The sculpture coin featuring Georg Rafael Donner

Georg Rafael Donner (24 May 1693 - 15 February 1741) was one of the most prolific Austrian sculptors of the 18th century. His style was baroque with some pseudo-ancient additions. He educated many German sculptors of his era, including his son Matthäus Donner.

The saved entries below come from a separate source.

PR #267, opened 2016-06-20
Empty Expect: header to prevent 100-Continue responses

nickma42:
I spent a few days recently debugging a series of seemingly inexplicable `Unexpected error communicating with Stripe. If this problem persists, let us know at support@stripe.com. (Network error [errno 52]: Empty reply from server)` errors we were noticing on our servers recently.

It seemed to happen repeatedly for certain users while other users were fine which ruled out any connectivity issue and nothing crazy turned up in a network packet capture but it turns out cURL by default sends an `Expect: 100-continue` header and for whatever reason, the subsequent request with the POST data never made it to the Stripe API.

There's a pretty good write-up here about the behavior: https://support.urbanairship.com/entries/59909909--Expect-100-Continue-Issues-and-Risks

We found setting `Expect:` as a header stopped the problem.

### DIFF
--- a/lib/HttpClient/CurlClient.php
+++ b/lib/HttpClient/CurlClient.php
@@ -126,6 +126,9 @@ class CurlClient implements ClientInterface
             return strlen($header_line);
         };
 
+        // Send empty expect header to avoid 100-Continue responses
+        array_push($headers, 'Expect: ');
+
         $absUrl = Util\Util::utf8($absUrl);
         $opts[CURLOPT_URL] = $absUrl;
         $opts[CURLOPT_RETURNTRANSFER] = true;


brandur:
Thanks!

Looking into this a little more, it seems that cURL will only add the "Expects: 100-continue" header [if the request body size is greater than 1024 bytes](https://github.com/curl/curl/blob/5f2e3b886759e0822ff31c36ef10ca8df59fcf59/lib/http.c#L2619,L2622). That would explain why you're the first to have reported this problem — most request bodies are probably small enough that they're been flying under the radar.

Technically, this is actually a different class of bug in that our bindings should be able to handle the empty server response and then retry, but until that can be fixed, this seems like quite a reasonable interim fix. Thanks

LGTM.

brandur:
Released as version 3.14.3.

I've also added commit ad16ae7 in order to better document the problem and solution.

nickma42:
@brandur thanks - fastest PR response I think I've ever seen! We're possibly a bit too liberal with our metadata, and the >1024b condition explains why it was only happening for certain users/purchases. Thanks again, much appreciated.

Issue #250, opened 2016-05-05
Documenting All Classes


MarkVaughn:
I'd volunteer to add class level phpdoc blocks to all classes.

Example: 
Customer.php
```php
<?php

namespace Stripe;

/**
 * Class Customer
 *
 * @property string $id
 * @property string $object
 * @property int $account_balance
 * @property string $business_vat_id
 * @property string $created
 * @property string $currency
 * @property string $default_source
 * @property bool $delinquent
 * @property string $description
 * @property mixed $discount
 * @property string $email
 * @property bool $livemode
 * @property array $metadata
 * @property mixed $shipping
 * @property array $sources
 * @property array $subscriptions
 *
 * @package Stripe
 */
class Customer extends ApiResource
```

This would help with development in IDE's such as phpstorm
![autocompletion](https://cloud.githubusercontent.com/assets/39970/15052384/691afa02-12cb-11e6-9ada-9a19d7cc3e80.png)

Again I'd volunteer to do it and put up a PR, but I don't want to do it all and then get some reason why you guys would reject it for some reason.
Let me know

arcanedev-maroc:
Check this one: [ARCANEDEV/Stripe](https://github.com/ARCANEDEV/Stripe)

brandur:
Hi @MarkVaughn, and I guess the proposal here is mostly to just get types in rather than an additional description as well?

My only fear here is that we don't really have a great way of ensuring the accuracy or timeliness of update of such an addition. That said, I wouldn't be too adverse to the idea if you want to go for a pull request.

MarkVaughn:
Yea, just some sort of bare minimum better than nothing.
Also knowing what fields are potentially available. I'll get on it then. 
Cheers

brandur:
>  Also knowing what fields are potentially available. I'll get on it then. 

Makes sense! And cool, thanks for the effort here.

jarrodbell:
Any update on this @MarkVaughn ? I'd love this for working with the API in PhpStorm

MarkVaughn:
@jarrodbell @brandur made a pr, but apparently it is "useless"

GrahamCampbell:
> made a pr, but apparently it is "useless"

That wasn't what I said. I made an inline comment on a specific line.

MarkVaughn:
[...]

PR #268, opened 2016-07-04
Added basic class level docs

MarkVaughn:
Added some basic properties for #250

This provides some minimal structure, is not comprehensive and can be improved upon.

### DIFF
--- a/lib/Account.php
+++ b/lib/Account.php
@@ -2,6 +2,38 @@
 
 namespace Stripe;
 
+/**
+ * Class Account
+ *
+ * @property string $id
+ * @property string $object
+ * @property mixed $business_logo
+ * @property string $business_name
+ * @property mixed $business_url
+ * @property bool $charges_enabled
+ * @property string $country
+ * @property bool $debit_negative_balances
+ * @property mixed $decline_charge_on
+ * @property string $default_currency
+ * @property bool $details_submitted
+ * @property string $display_name
+ * @property string $email
+ * @property mixed $external_accounts
+ * @property mixed $legal_entity
+ * @property bool $managed
+ * @property mixed $product_description
+ * @property mixed $statement_descriptor
+ * @property mixed $support_email
+ * @property mixed $support_phone
+ * @property string $timezone
+ * @property mixed $tos_acceptance
+ * @property mixed $transfer_schedule
+ * @property bool $transfers_enabled
+ * @property mixed $verification
+ * @property mixed $keys
+ *
+ * @package Stripe
+ */
 class Account extends ApiResource
 {
     public function instanceUrl()
--- a/lib/Customer.php
+++ b/lib/Customer.php
@@ -2,6 +2,28 @@
 
 namespace Stripe;
 
+/**
+ * Class Customer
+ *
+ * @property string $id
+ * @property string $object
+ * @property int $account_balance
+ * @property string $business_vat_id
+ * @property string $created
+ * @property string $currency
+ * @property string $default_source
+ * @property bool $delinquent
+ * @property string $description
+ * @property mixed $discount
+ * @property string $email
+ * @property bool $livemode
+ * @property array $metadata
+ * @property mixed $shipping
+ * @property array $sources
+ * @property array $subscriptions
+ *
+ * @package Stripe
+ */
 class Customer extends ApiResource
 {
     /**
--- a/lib/Customer.php
+++ b/lib/Customer.php
@@ -19,8 +19,8 @@ namespace Stripe;
  * @property bool $livemode
  * @property array $metadata
  * @property mixed $shipping
- * @property array $sources
- * @property array $subscriptions
+ * @property Collection $sources
+ * @property Collection $subscriptions
  *
  * @package Stripe
  */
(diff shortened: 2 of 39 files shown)


MarkVaughn:
not sure why adding comments to code is causing travis to throw unknown errors.

lib/Account.php
```diff
@@ -2,6 +2,38 @@
 
 namespace Stripe;
 
+/**
+ * Class Account
```
GrahamCampbell: These comments are useless

lib/Account.php
```diff
@@ -2,6 +2,38 @@
...
+ * @property mixed $support_email
+ * @property mixed $support_phone
+ * @property string $timezone
+ * @property mixed $tos_acceptance
+ * @property mixed $transfer_schedule
+ * @property bool $transfers_enabled
+ * @property mixed $verification
+ * @property mixed $keys
+ *
+ * @package Stripe
```
GrahamCampbell: Incorrect

lib/Account.php
MarkVaughn: they are not useless please see #250 and why this helps

lib/Account.php
MarkVaughn: Care to elaborate or are you just having a bad day?

lib/Account.php
GrahamCampbell: I was referring ONLY to that line I commented on. Not the annotations. :)

lib/Account.php
GrahamCampbell: `@package` is only meant to emulate namespaces on PHP 5.2. It has no other use.

lib/Customer.php
```diff
@@ -2,6 +2,28 @@
...
+ * @property string $default_source
+ * @property bool $delinquent
+ * @property string $description
+ * @property mixed $discount
+ * @property string $email
+ * @property bool $livemode
+ * @property array $metadata
+ * @property mixed $shipping
+ * @property array $sources
+ * @property array $subscriptions
```
dannyhajj: I believe `$sources` and `$subscriptions` are of type `\Stripe\Collection`. Using the collection class instead of `array`, would allow IDEs to recommend the methods that we can use on those two properties. Like `retrieve`, `create`, etc.

lib/Account.php
GrahamCampbell: > Care to elaborate or are you just having a bad day?

Nope, I'm telling you that I wouldn't put this there because it's not correct.

MarkVaughn: So the correct package is `stripe/stripe-php` ?

brandur:
Hi @MarkVaughn, thanks a lot for the huge amount of effort here. It's definitely appreciated!

So I hate to reneg a bit on what I said in the other thread, but I think there's going to be two basic problems with this approach:

1. The PHP bindings are designed to be dynamic such that they can handle responses from a number of different API versions that the user may have set (or to put that better, they're not tied to a particular version like the Go bindings are for example). This may result in a user seeing properties in an IDE that don't exist for their API version, or the opposite problem where they have properties that are not documented in the IDE.
2. As mentioned elsewhere, this will be a bit of a maintenance problem in that we don't currently have any sort of working process for keeping these up-to-date when we make changes in the API.

Given that these are just hints for PHP IDEs, they're not the end of the world, but I mainly wanted to point out that some subtle confusion is possible.

I think merging would be okay, but with the caveat that we may revert if we have too many confused users writing in. I'm not sure how like this is.

Let me know if you have any other thoughts here, and thanks again!

MarkVaughn:
I vote for any documentation is better than no documentation.

---

Review status: 0 of 39 files reviewed at latest revision, 3 unresolved discussions, some commit checks failed.

---

*[lib/Account.php, line 6 \[r1\]](https://reviewable.io:443/reviews/stripe/stripe-php/268#-KMZQUmf01RMZ8wSUKkD-r1-6:-KMZQsK03tSRBnT829oe:-1826134749) ([raw file](https://github.com/stripe/stripe-php/blob/d414571b18c2ba87279c7083acfdc6497f630da8/lib/Account.php#L6)):*
<details><summary><i>Previously, GrahamCampbell (Graham Campbell) wrote…</i></summary>
> I was referring ONLY to that line I commented on. Not the annotations. :)
</details>
The purpose is differentiating between classes interfaces and traits. It's a header usually followed by a description paragraph describing the purpose which I did not write. My intention is to get the ball rolling on starting some sort of template here.

---


*Comments from [Reviewable](https://reviewable.io:443/reviews/stripe/stripe-php/268#-:-KMZQYiakUBWiM0Sab3g:-1352569415)*

brandur:
@MarkVaughn Cool! Alright, I'm pulling this in (with the small caveat above). Thanks again for working on it!

brandur:
Released as 3.17.0.

lib/Account.php
GrahamCampbell: No, that's not what the package annotation means.

GrahamCampbell:
> I vote for any documentation is better than no documentation.

No it's not? The class name is already self documenting.

PR #273, opened 2016-07-14
Throw exception in DisputeTest.php

dino001:
Throw exception object instead of string.


brandur:
LGTM! Thanks @dino001.

Unfortunately, another pull seemed to have introduced a build problem on master. I've recently pulled a fix in by way of #274, but I think it's failing your branch here. Would you mind rebasing on master just to double check that the tests pass?

brandur:
Oops, sorry, I missed that the changes here had been pushed. Thank-you!

Small point for future reference: it's often preferable to pull down the latest version of master and then rebase against it rather than merging master into your new branch. For example:

``` sh
git checkout master
git pull origin master
git checkout my-branch
git rebase master
git push -f origin my-branch
```

PR #274, opened 2016-07-14
Remove some newlines that php_codesniffer doesn't like

brandur:
Master is breaking due to what looks like a style problem.


brandur:
Super minor change. Pulling this in.

LGTM.

PR #312, opened 2022-04-04
Test vagrant with macos workflow

gionn:
https://stackoverflow.com/a/66261102/547195


gionn:
Technically it works but macos hosted runner costs 10x linux runners minutes, so it's probably not worth it.

PR #313, opened 2022-04-04
OPSEXP-1375 Fix propagation of activemq credentials when external activemq is set

gionn:
* enforce mutual exclusion of external activemq and activemq in a dedicated task
* add ec2 integration test
* fix credentials and ssl support in repository, sync, transformers

OPSEXP-1375


roles/common/tasks/prerequisites.yml
```diff
@@ -0,0 +1,9 @@
+---
+- name: Fail if external and local activemq are both in use
+  fail:
+    msg: Detected both external_activemq and activemq groups in use
+  when:
+    - groups.external_activemq is not empty
+    - groups.activemq is not empty
+  tags:
+    - molecule-notest
```
alxgomz, line 9: I have the feeling this has been done just to allow using activemq host in the molecule inventory for tests, I think that's do-able and preferable using molecule prepare playbook.

roles/common/tasks/secrets.yml
```diff
@@ -12,3 +12,9 @@
   set_fact:
     reposearch_shared_secret: "{{ hostvars.localhost.reposearch_shared_secret }}"
   when: inventory_hostname in groups.repository + groups.search
+
+- name: Override external activemq credentials if present
```
alxgomz, line 16:
```suggestion
- name: Set external activemq credentials if present
```

roles/sync/templates/config.yml.j2
```diff
@@ -3,8 +3,8 @@ version: {{ sync.version }}
 
 # ActiveMQ config
 messaging:
-    username: {{ activemq_user | default('admin') }}
-    password: {{ activemq_password | default('admin') }}
+    username: {{ activemq_username }}
```
alxgomz, line 6: template will break if no external host is set and activemq_* param are present.

alxgomz (changes requested):

group_vars/all.yml
```diff
@@ -117,6 +117,9 @@ sync_db_name: "alfresco-sync"
 sync_db_username: "alfresco"
 sync_db_password: "alfresco" # pragma: allowlist secret
 
+activemq_username: "admin"
+activemq_password: "admin" # pragma: allowlist secret
```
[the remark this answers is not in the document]
alxgomz: If that's really a big problem for OPSEXP-1304 we can explicitly exclude the pass from the ticket and create another one dedicated to it?

roles/common/tasks/prerequisites.yml
gionn: yes, it's a shameless workaround to relax that check just for molecule otherwise I can't provision activemq and use external activemq feature.

not sure it's really easy to do everything in the prepare playbook, I need to craft an inventory, startup an ec2 instance, run the playbook...?

molecule/external-activemq/cleanup.yml
```diff
@@ -0,0 +1,23 @@
...
+
+    - name: Destroy mq broker
+      ansible.builtin.shell: |
+        aws mq delete-broker --broker-id {{ describe_broker_output.stdout }}
+      when: describe_broker_output.stdout | length > 0
+
+    - name: Delete EC2 security group for mq broker
+      amazon.aws.ec2_group:
+        name: molecule-{{ lookup('env', 'BUILD_NUMBER') }}
+        state: absent
```
gionn, line 23: need to wait for broker termination or it won't work

molecule/external-activemq/prepare.yml
```diff
@@ -0,0 +1,55 @@
...
+  tasks:
+    - name: Create EC2 security group for mq broker
+      amazon.aws.ec2_group:
+        name: "{{ broker_name }}"
+        description: Molecule external activemq EC2 test
+        rules:
+          - proto: tcp
+            from_port: 61617
+            to_port: 61617
+            cidr_ip: "{{ ansible_ec2_local_ipv4 }}/32"
```
alxgomz, line 19: In that case nginx and repo are the same but that's generally not true. At least comment the assumption or state this won't work with multimachines. Otherwise using the full subnet is not a problem imho

molecule/external-activemq/prepare.yml
```diff
@@ -0,0 +1,55 @@
...
+      retries: 20
+      delay: 60
+
+    - name: Grab activemq hostname
+      ansible.builtin.shell: |
+        aws mq describe-broker --broker-id {{ broker_name }} | \
+          jq -r '.BrokerInstances[0].Endpoints[0]' | \
+          awk -F/ '{print $3}' | \
+          sed 's/:61617//'
+      register: activemq_hostname
```
alxgomz, line 49: lol I'm surprised you duplicated this task. Why not using a simple avoiding filtering previous task with jq andparsing registred json?

roles/activemq/tasks/main.yml
```diff
@@ -94,8 +94,8 @@
     - name: Add activemq wrapper script
       become: true
       template:
-        src: "activemq.sh"
-        dest: "{{ binaries_folder }}"
+        src: activemq.sh.j2
```
alxgomz, line 97: 🙏

roles/common/defaults/main.yml
```diff
@@ -10,9 +10,9 @@ ats_home: "{{ binaries_folder }}/transform-service"
 
 # Due to https://github.com/ansible/ansible/issues/64957
 # Using default() filter for hostvars 1st level key requires ansible 2.10+
-nginx_host: "{{ groups['nginx'] | map('extract', hostvars, ['ansible_default_ipv4','address']) | first | default('127.0.0.1') }}"
+nginx_host: "{{ groups['nginx'] | map('extract', hostvars, ['ansible_default_ipv4','address']) | first | default('127.0.0.1') }}"
```
alxgomz, line 13: those are my bad! I really ned to understand why that happen to me!

roles/common/defaults/main.yml
```diff
@@ -43,7 +47,7 @@ ports_cfg:
   activemq:
     openwire: >-
       {% if groups.external_activemq | default(False) %}
-      {{- groups.external_activemq[0].activemq_port | default(61616) -}}
```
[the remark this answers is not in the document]
alxgomz: gosh missed it too

roles/common/tasks/secrets.yml
```diff
@@ -16,3 +16,15 @@
...
+- name: Set external activemq credentials if present
+  set_fact:
+    activemq_username: "{{ groups.external_activemq | map('extract', hostvars, ['activemq_username']) | first }}"
+    activemq_password: "{{ groups.external_activemq | map('extract', hostvars, ['activemq_password']) | first }}"
+  when: groups.external_activemq | default(False)
+
+- name: Fallback to default insecure credentials without external activemq
+  set_fact:
+    activemq_username: admin
+    activemq_password: admin
```
alxgomz, line 29: Let's do it like that for now, but that's the reason why I think we need a proper separate secret playbook we just import rather than something in the common role. That way we can make default password generation happen outside of the main playbook leaving room for ppl to amend generated password if they want to and don't need to rely on default stuff

alxgomz (commented):
mostly comments

molecule/external-activemq/prepare.yml
gionn: correct, but since this scenario cover just a single instance it should be good to go

or maybe we can cover the external activemq in the multi-node scenario instead of using this dedicated scenario? 🤔

roles/common/defaults/main.yml
gionn: non-printable characters, who knows xD

molecule/external-activemq/prepare.yml
alxgomz: that would actually make sense to me. Up to you if you prefer merging as is it's fine too.

alxgomz (approved):
I leave it to you to decide wether you want to move the test to the multi-machine scenario

gionn:
> I leave it to you to decide wether you want to move the test to the multi-machine scenario

I want to do that but in a new task xD

PR #320, opened 2022-04-14
OPSEXP-1395: controlled usage of become  within repo role

alxgomz:
make sure become is not used at high level unwilling propagating to tasks without really realizing it.


molecule/default/molecule.yml
```diff
@@ -27,6 +27,9 @@ platforms:
 
 provisioner:
   name: ansible
+  config_options:
+    defaults:
+      pipelining: True
```
gionn, line 32: this is the workaround provided in https://docs.ansible.com/ansible/latest/user_guide/become.html#risks-of-becoming-an-unprivileged-user?

if we want this to make everything work we should document it for the user too

env var could be of help in multiple use case
https://docs.ansible.com/ansible/latest/reference_appendices/config.html#ansible-pipelining

vagrant included

roles/activemq/tasks/main.yml
```diff
@@ -1,138 +1,114 @@
...
+      blockinfile:
+        path: "{{ config_folder }}/setenv.sh"
+        marker: "# {mark} ACTIVEMQ ENV VARS"
+        owner: "{{ username }}"
+        group: "{{ group_name }}"
+        block: |
+          export ACTIVEMQ_HOME={{ activemq_home }}
+          export ACTIVEMQ_HOST={{ activemq_host }}
+      tags:
+        - molecule-idempotence-notest
```
gionn, line 94: blockinfile isn't idempotent?

roles/common/tasks/secrets.yml
```diff
@@ -6,9 +6,13 @@
...
+    hostvars.localhost.reposearch_shared_secret is undefined
+    and groups.search | default([])
 
 - name: Set tracking/search shared secret
   set_fact:
     reposearch_shared_secret: "{{ hostvars.localhost.reposearch_shared_secret }}"
-  when: inventory_hostname in groups.repository + groups.search
+  when: |
+    inventory_hostname in groups.repository | default([]) +  groups.search | default([])
+    and hostvars.localhost.reposearch_shared_secret is defined
```
gionn, line 18: this was bothering me too 🥇

roles/java/tasks/main.yml
```diff
@@ -1,55 +1,32 @@
...
-  when: not setenv_exists.stat.exists
+    - name: Add setenv bash file
+      template:
+        src: setenv.sh
+        dest: "{{ config_folder }}/setenv.sh"
+        owner: "{{ username }}"
+        group: "{{ group_name }}"
+        mode: "0755"
+      tags:
+        - molecule-idempotence-notest
```
gionn, line 32: if variables used in the template doesn't changes between run it should be idempotent 🤔

gionn (changes requested):

molecule/default/molecule.yml
alxgomz: I saw it mostly as a speedup measure. I actually though it was already in place, but due to molecule using it's own ansible.cfg it slipped off.
Having said that the postgres role requires pipelining for `postgres_user` tasks. No specific action is required by the user as it's explicit in the tasks but some sudo config may prohibit that.
Given postgres role is only provided for convenience and we offer the ability to use an external db for prod env. I think it's fair to document the requirement for the postgres  host.

roles/activemq/tasks/main.yml
alxgomz: this isolated task and the  module itself are indeed idempotent. But the file is also handled in the java role using a `template` task. I think that's was created the idempotency issue.
However given I later on made this other taks skip idempotency checks I guess it's OK to revert this one to normal.
Generally speaking, we could agree that in such scenarios we should:
1. tag the root tasks only 
2. migrate to a model using a set of `template` + `assemble` tasks

I'm open to idea.
I think that basically links to OPSEXP-1280 imho

roles/java/tasks/main.yml
alxgomz: see my previous comment. It's all about handling the same file in multiple roles

gionn (approved):

PR #321, opened 2022-04-15
OPSEXP-1401 controlled become usage within the transformer roles

alxgomz:
make sure become is not used at high level unwilling propagating to tasks without really realizing it.


gionn (approved):
* looks like this PR is based on the previous PR we already merged, in this case please rebase the branch before review otherwise I am reviewing same things two times
* since it's a big PR and most changes are refactoring (or a sort of), try to outline with a comment in the PR the most interesting parts for the review that are not just refactoring - if any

Donner was born in Essling, Vienna. His work was inspired by nature and by antique sculpture which was deposited in the Vienna's academy. One of Donner's most famous works is Donnersteig in Mirabel Castle, Salzburg (1725–1727), for which he sculpted life-size marble figures. From 1728 he worked in Pozsony at the court of count-bishop Emeric (or Imre) Esterházy, where he sculpted a gravestone for Bishop Esterházy and a horse monument of St. Martin. For almost 10 years he had his studio in the garden of the Summer Archbishop's Palace, at that time just outside Pozsony. In Vienna he created two fountains: Fountain of Austria's rivers (1737–1739) and the source with the sculptures of Perzei and Andromeda in front of the City Hall (1739). One of his last works is the Pieta at the cathedral in Gurk (1741). He died in Vienna.

Georg Rafael Donner was recently selected as the main motif of the Austrian gold euro commemorative coin: The sculpture coin was issued on 13 November 2002. The obverse has a portrait of Donner, with the Palace of the Lower Belvedere in the background. This palace is currently the museum of baroque art in Vienna, and contains much of Donner's work.